Although event based parsing with the Simple API for XML is fast and memory efficient, it does not provide any context for where the current element is in the hierarchy of the document. This is due to the fact that parsing via SAX is effectively a one-shot operation: The parser only knows about the current element at the moment when it notifies the event handler and then promptly forgets about it.

For applications in which it is useful to have the parser remember more of this contextual information, using a parser that implements DOM is appropriate. DOM has the advantage of storing a complete copy of the XML document in memory at all times, allowing programmers to traverse through the hierarchy of elements without worrying about keeping track of the state of the document. This has the advantage of providing a much higher-level interface to XML documents than a SAX interface, but at a serious efficiency and memory cost, because all the information from the document must be stored in memory at all times.

This section provides an example of working with DOM in Java. For more specific information on the Document Object Model and its interfaces, see Chapter 14, “XML and the Document Object Model.”

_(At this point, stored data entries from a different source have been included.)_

PR #1062, opened 2017-11-03
use UTC when inserting to poller_output in cmd.php

### LINKED ISSUE #1061: cmd.php records wrong time during fall Daylight Saving Time change
Cacti release/1.1.27 on a CentOS 7 server in timezone America/Chicago does not correctly handle the fall DST change.

The problem is that cmd.php calculates `$host_update_time = date('Y-m-d H:i:s')` which is inherently ambiguous.  For example, during the upcoming time change this weekend, both at 2017-11-05 01:30:00 CDT / 1509863400 and an hour later at 2017-11-05 01:30:00 CST / 1509867000, this code will produce the same value "2017-11-05 01:30:00".  We INSERT this ambiguous value into a MySQL TIMESTAMP column (poller_output.time) which has no way of knowing which 01:30 we meant and (empirically) chooses the latter.

Then lib/poller.php selects the value back out with `UNIX_TIMESTAMP(po.time) as unix_time` and gets 1509867000 in both cases (since that's the value MySQL has recorded), and that's the timestamp value we pass to `rrdtool update`.  Of course we can't actually update the same RRD twice for the same timestamp, so the first attempt wins, and so the value ultimately recorded for the later 01:30 CST is the one we actually measured an hour earlier at 01:30 CDT.

The hour's worth of NaN values are not so bad; the real problem is that DERIVE datasources end up recording an erroneous spike at 2017-11-05 02:00:00 CST / 1509868800 because the RRA value they compute at this time is based on 65 minutes' worth of raw counter delta (remember the 01:55 CST
value was actually measured at 01:55 CDT) divided by only 5 minutes of
time delta, and is therefore 13x too large.  This anomaly doesn't just go away after a few days; it pollutes the long-term RRAs and makes all the autoscaled graphs look terrible (especially for RRAs with cf=MAX).

Unfortunately there is literally no way to insert the correct value for 2017-11-05 01:30:00 CDT into a MySQL TIMESTAMP column while using the local timezone (see in-depth discussions at http://stackoverflow.com/questions/1646171/mysql-datetime-fields-and-daylight-savings-time-how-do-i-reference-the-extra/1650910 and https://web.ivy.net/~carton/rant/MySQL-timezones.txt).  However, we can work around it by having cmd.php set the per-session timezone to UTC and always INSERT datetime strings generated in UTC instead of PHP's default timezone; the good news is that selecting UNIX_TIMESTAMP(po.time) in lib/poller.php will then work as is.  I'll submit a PR for this shortly.

I will note that I reported the same bug last year against 0.8.8 (proposing a slightly more complex repair patch, because at the time the column was DATETIME rather than TIMESTAMP) and was told "This is already resolved in our GitHub repository.  It will be fixed in the 1.0 release."  However, my experiment this week shows that that's not true, hence this bug report and my forthcoming PR.  (FWIW my previous report was http://bugs.cacti.net/view.php?id=2797, though that server now appears to be gone completely)
 
# Testing

Test scenario: two throwaway AWS EC2 instances running CentOS 7 with Cacti 1.1.27, with OS and PHP set to my local timezone (America/Chicago) and MariaDB using SYSTEM timezone.  Each polling and graphing one data source which is a DERIVE of the Script output `/bin/date +%s`; i.e. measuring the rate of the passage of time which _should_ always be 1 second per second.

After verifying that things work as expected, make sure NTP is not running, and hard set the system time to shortly before the time change:
`date --set="@1509859800"`
then let it run for a few hours.

On the control system (stock 1.1.27), rrdtool dump shows:
```
                        <!-- 2017-11-05 00:35:00 CDT / 1509860100 --> <row><v>1.0000000000e+00</v></row>
                        <!-- 2017-11-05 00:40:00 CDT / 1509860400 --> <row><v>1.0000000000e+00</v></row>
                        <!-- 2017-11-05 00:45:00 CDT / 1509860700 --> <row><v>1.0000000000e+00</v></row>
                        <!-- 2017-11-05 00:50:00 CDT / 1509861000 --> <row><v>1.0000000000e+00</v></row>
                        <!-- 2017-11-05 00:55:00 CDT / 1509861300 --> <row><v>1.0000000000e+00</v></row>
                        <!-- 2017-11-05 01:00:00 CDT / 1509861600 --> <row><v>NaN</v></row>
                        <!-- 2017-11-05 01:05:00 CDT / 1509861900 --> <row><v>NaN</v></row>
                        <!-- 2017-11-05 01:10:00 CDT / 1509862200 --> <row><v>NaN</v></row>
                        <!-- 2017-11-05 01:15:00 CDT / 1509862500 --> <row><v>NaN</v></row>
                        <!-- 2017-11-05 01:20:00 CDT / 1509862800 --> <row><v>NaN</v></row>
                        <!-- 2017-11-05 01:25:00 CDT / 1509863100 --> <row><v>NaN</v></row>
                        <!-- 2017-11-05 01:30:00 CDT / 1509863400 --> <row><v>NaN</v></row>
                        <!-- 2017-11-05 01:35:00 CDT / 1509863700 --> <row><v>NaN</v></row>
                        <!-- 2017-11-05 01:40:00 CDT / 1509864000 --> <row><v>NaN</v></row>
                        <!-- 2017-11-05 01:45:00 CDT / 1509864300 --> <row><v>NaN</v></row>
                        <!-- 2017-11-05 01:50:00 CDT / 1509864600 --> <row><v>NaN</v></row>
                        <!-- 2017-11-05 01:55:00 CDT / 1509864900 --> <row><v>NaN</v></row>
                        <!-- 2017-11-05 01:00:00 CST / 1509865200 --> <row><v>NaN</v></row>
                        <!-- 2017-11-05 01:05:00 CST / 1509865500 --> <row><v>1.0000000000e+00</v></row>
                        <!-- 2017-11-05 01:10:00 CST / 1509865800 --> <row><v>1.0000000000e+00</v></row>
                        <!-- 2017-11-05 01:15:00 CST / 1509866100 --> <row><v>1.0000000000e+00</v></row>
                        <!-- 2017-11-05 01:20:00 CST / 1509866400 --> <row><v>1.0000000000e+00</v></row>
                        <!-- 2017-11-05 01:25:00 CST / 1509866700 --> <row><v>1.0000000000e+00</v></row>
                        <!-- 2017-11-05 01:30:00 CST / 1509867000 --> <row><v>1.0000000000e+00</v></row>
                        <!-- 2017-11-05 01:35:00 CST / 1509867300 --> <row><v>1.0000000000e+00</v></row>
                        <!-- 2017-11-05 01:40:00 CST / 1509867600 --> <row><v>1.0000000000e+00</v></row>
                        <!-- 2017-11-05 01:45:00 CST / 1509867900 --> <row><v>1.0000000000e+00</v></row>
                        <!-- 2017-11-05 01:50:00 CST / 1509868200 --> <row><v>1.0000000000e+00</v></row>
                        <!-- 2017-11-05 01:55:00 CST / 1509868500 --> <row><v>1.0033222222e+00</v></row>
                        <!-- 2017-11-05 02:00:00 CST / 1509868800 --> <row><v>1.2956688889e+01</v></row>
                        <!-- 2017-11-05 02:05:00 CST / 1509869100 --> <row><v>1.0399888889e+00</v></row>
                        <!-- 2017-11-05 02:10:00 CST / 1509869400 --> <row><v>1.0000000000e+00</v></row>
                        <!-- 2017-11-05 02:15:00 CST / 1509869700 --> <row><v>1.0000000000e+00</v></row>
                        <!-- 2017-11-05 02:20:00 CST / 1509870000 --> <row><v>1.0000000000e+00</v></row>
                        <!-- 2017-11-05 02:25:00 CST / 1509870300 --> <row><v>1.0000000000e+00</v></row>
                        <!-- 2017-11-05 02:30:00 CST / 1509870600 --> <row><v>1.0000000000e+00</v></row>
```
which as predicted contains a 1-hour gap and then a 13x spike at 2017-11-05 02:00:00 CST / 1509868800.

On the test system with my patch applied to cmd.php, we record the correct data with no gap and no spike:
```
                        <!-- 2017-11-05 00:35:00 CDT / 1509860100 --> <row><v>1.0000000000e+00</v></row>
                        <!-- 2017-11-05 00:40:00 CDT / 1509860400 --> <row><v>1.0000000000e+00</v></row>
                        <!-- 2017-11-05 00:45:00 CDT / 1509860700 --> <row><v>1.0000000000e+00</v></row>
                        <!-- 2017-11-05 00:50:00 CDT / 1509861000 --> <row><v>1.0000000000e+00</v></row>
                        <!-- 2017-11-05 00:55:00 CDT / 1509861300 --> <row><v>1.0000000000e+00</v></row>
                        <!-- 2017-11-05 01:00:00 CDT / 1509861600 --> <row><v>1.0000000000e+00</v></row>
                        <!-- 2017-11-05 01:05:00 CDT / 1509861900 --> <row><v>1.0000000000e+00</v></row>
                        <!-- 2017-11-05 01:10:00 CDT / 1509862200 --> <row><v>1.0000000000e+00</v></row>
                        <!-- 2017-11-05 01:15:00 CDT / 1509862500 --> <row><v>1.0000000000e+00</v></row>
                        <!-- 2017-11-05 01:20:00 CDT / 1509862800 --> <row><v>1.0000000000e+00</v></row>
                        <!-- 2017-11-05 01:25:00 CDT / 1509863100 --> <row><v>1.0000000000e+00</v></row>
                        <!-- 2017-11-05 01:30:00 CDT / 1509863400 --> <row><v>1.0000000000e+00</v></row>
                        <!-- 2017-11-05 01:35:00 CDT / 1509863700 --> <row><v>1.0000000000e+00</v></row>
                        <!-- 2017-11-05 01:40:00 CDT / 1509864000 --> <row><v>1.0000000000e+00</v></row>
                        <!-- 2017-11-05 01:45:00 CDT / 1509864300 --> <row><v>1.0000000000e+00</v></row>
                        <!-- 2017-11-05 01:50:00 CDT / 1509864600 --> <row><v>1.0000000000e+00</v></row>
                        <!-- 2017-11-05 01:55:00 CDT / 1509864900 --> <row><v>1.0000000000e+00</v></row>
                        <!-- 2017-11-05 01:00:00 CST / 1509865200 --> <row><v>1.0000000000e+00</v></row>
                        <!-- 2017-11-05 01:05:00 CST / 1509865500 --> <row><v>1.0000000000e+00</v></row>
                        <!-- 2017-11-05 01:10:00 CST / 1509865800 --> <row><v>1.0000000000e+00</v></row>
                        <!-- 2017-11-05 01:15:00 CST / 1509866100 --> <row><v>1.0000000000e+00</v></row>
                        <!-- 2017-11-05 01:20:00 CST / 1509866400 --> <row><v>1.0000000000e+00</v></row>
                        <!-- 2017-11-05 01:25:00 CST / 1509866700 --> <row><v>1.0000000000e+00</v></row>
                        <!-- 2017-11-05 01:30:00 CST / 1509867000 --> <row><v>1.0000000000e+00</v></row>
                        <!-- 2017-11-05 01:35:00 CST / 1509867300 --> <row><v>1.0000000000e+00</v></row>
                        <!-- 2017-11-05 01:40:00 CST / 1509867600 --> <row><v>1.0000000000e+00</v></row>
                        <!-- 2017-11-05 01:45:00 CST / 1509867900 --> <row><v>1.0000000000e+00</v></row>
                        <!-- 2017-11-05 01:50:00 CST / 1509868200 --> <row><v>1.0000000000e+00</v></row>
                        <!-- 2017-11-05 01:55:00 CST / 1509868500 --> <row><v>1.0000000000e+00</v></row>
                        <!-- 2017-11-05 02:00:00 CST / 1509868800 --> <row><v>1.0000000000e+00</v></row>
                        <!-- 2017-11-05 02:05:00 CST / 1509869100 --> <row><v>1.0000000000e+00</v></row>
                        <!-- 2017-11-05 02:10:00 CST / 1509869400 --> <row><v>1.0000000000e+00</v></row>
                        <!-- 2017-11-05 02:15:00 CST / 1509869700 --> <row><v>1.0000000000e+00</v></row>
                        <!-- 2017-11-05 02:20:00 CST / 1509870000 --> <row><v>1.0000000000e+00</v></row>
                        <!-- 2017-11-05 02:25:00 CST / 1509870300 --> <row><v>1.0000000000e+00</v></row>
                        <!-- 2017-11-05 02:30:00 CST / 1509870600 --> <row><v>1.0000000000e+00</v></row>
```

dmrzzz:
This patch fixes #1061.

### DIFF
--- a/cmd.php
+++ b/cmd.php
@@ -434,6 +434,9 @@ if ((sizeof($polling_items) > 0) && (read_config_option('poller_enabled') == 'on
 		$using_proc_function = false;
 	}
 
+        /* to avoid DST ambiguity, always use GMT for inserting TIMESTAMP data */
+        db_execute('SET SESSION time_zone = "+0:00"');
+
 	foreach ($polling_items as $item) {
 		$data_source  = $item['local_data_id'];
 		$current_host = $item['host_id'];
@@ -447,7 +450,7 @@ if ((sizeof($polling_items) > 0) && (read_config_option('poller_enabled') == 'on
 			/* assume we don't have to spike prevent */
 			$set_spike_kill = false;
 
-			$host_update_time = date('Y-m-d H:i:s'); // for poller update time
+			$host_update_time = gmdate('Y-m-d H:i:s'); // for poller update time
 
 			if ($last_host != '') {
 				if (sizeof($error_ds)) {
--- a/cmd.php
+++ b/cmd.php
@@ -434,7 +434,7 @@ if ((sizeof($polling_items) > 0) && (read_config_option('poller_enabled') == 'on
 		$using_proc_function = false;
 	}
 
-        /* to avoid DST ambiguity, always use GMT for inserting TIMESTAMP data */
+        /* to avoid DST ambiguity, always use UTC for inserting TIMESTAMP data */
         db_execute('SET SESSION time_zone = "+0:00"');
 
 	foreach ($polling_items as $item) {
@@ -450,7 +450,7 @@ if ((sizeof($polling_items) > 0) && (read_config_option('poller_enabled') == 'on
 			/* assume we don't have to spike prevent */
 			$set_spike_kill = false;
 
-			$host_update_time = gmdate('Y-m-d H:i:s'); // for poller update time
+			$host_update_time = gmdate('Y-m-d H:i:s'); // UTC for poller update time
 
 			if ($last_host != '') {
 				if (sizeof($error_ds)) {


cigamit:
I need some confirmation that this will not negatively impact existing installs.  Then, we also need to access this for boost and spine.

dmrzzz:
> I need some confirmation that this will not negatively impact existing installs.

Yesterday we upgraded our production Cacti from to 1.1.27, let it run for a bit as is to make sure the upgrade was successful, and then I replaced cmd.php with the one in this patch; no glitches.  Is this what you mean by confirmation?

In general, given that poller_output.time is a TIMESTAMP column (implemented in 1.0 I believe), the underlying values recorded by MySQL from the new cmd.php vs the old cmd.php will be exactly the same at all times except during the DST fall-back transition.

> Then, we also need to access this for boost and spine.

I don't run boost or spine and am not familiar with their code.  If they suffer from the same bug, then I suspect they could probably be fixed in a similar way, but I'm not the right guy to do that.  This patch per se only fixes cmd.php.

PS having just skimmed https://docs.cacti.net/plugin:boost for the first time ever, it looks like boost is only concerned with getting data values _out_ of MySQL (not putting them in).  If so, I don't think this issue affects it either way; my patch makes no changes whatsoever to the way values are read back out of MySQL since `select UNIX_TIMESTAMP(po.time)` already works properly as long as the right value is stored in the table.

ronytomen:
GMT should be UTC, semantics, but that is the standard that should be applied.

Second, we can not accept this change unless all timestamps are changed and displayed correctly in the database, web interface, cli scripts, and spine.  This would not be complete until those things are address.

dmrzzz:
> GMT should be UTC, semantics, but that is the standard that should be applied.

Comments and name of PR updated.

> Second, we can not accept this change unless all timestamps are changed and displayed correctly in the database, web interface, cli scripts,

Nope.  The whole point of this change is to address the use case where I **do NOT want** everything displayed in UTC, which is why my OS and PHP timezone remain set to local time.  #1061 explains in detail what the use case is, why it currently breaks, and how this extremely simple patch fixes it.

> and spine. This would not be complete until those things are address.

For all those Cacti users who are using cmd.php in a local timezone and who are frustrated every year by the data pollution that occurs during fall DST, this patch is a complete solution to a real problem; it enables cmd.php to produce correct results where before it produced incorrect results.  That's the problem I set out to solve, and in the tradition of open source I am contributing my solution and my knowledge about the problem back to the community so others can benefit.

If the Cacti dev team wants to take this opportunity to also look for and fix other (separate but possibly related) issues, that's up to you.  In particular, if spine contains the same bug (which would not surprise me), it could probably be fixed in a similar way by someone who knows the spine code, but as I stated above I'm not the person for that job.

ronytomen:
Clarification, when I talk about updating time/date fields every where to UTC and updating the WebUI to display said time/date in the users local timezone.

As far as logging goes, either log in UTC or local time of the system.  Personally, I prefer UTC because it makes correlate events across time zones easier.

netniV:
Another user has posted on the forum that there is an inconsistency between the Graph Data (cog icon) and the Graph itself where the graph uses local time but the data appears to show in UTC.

cigamit:
Put a milestone on this one of 1.2.

cigamit:
This one is resolved now separately.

Creating the DOM Parser Instance

In order to parse XML documents with DOM, we first need a method to generate a DOM Parser. Under the Java API for XML Processing, this is done in a very similar way to how SAX Parsers are built: with a factory object that creates parsers on request. Under the JAXP interfaces, a DOM parser is referred to as a Document Parser, and the parser factory responsible for generating a Document Parser is the DocumentBuilderFactory. Therefore, our example starts with the creation of the DocumentBuilderFactory. (The methods available to the resulting DocumentBuilder are shown in Table 16.3.)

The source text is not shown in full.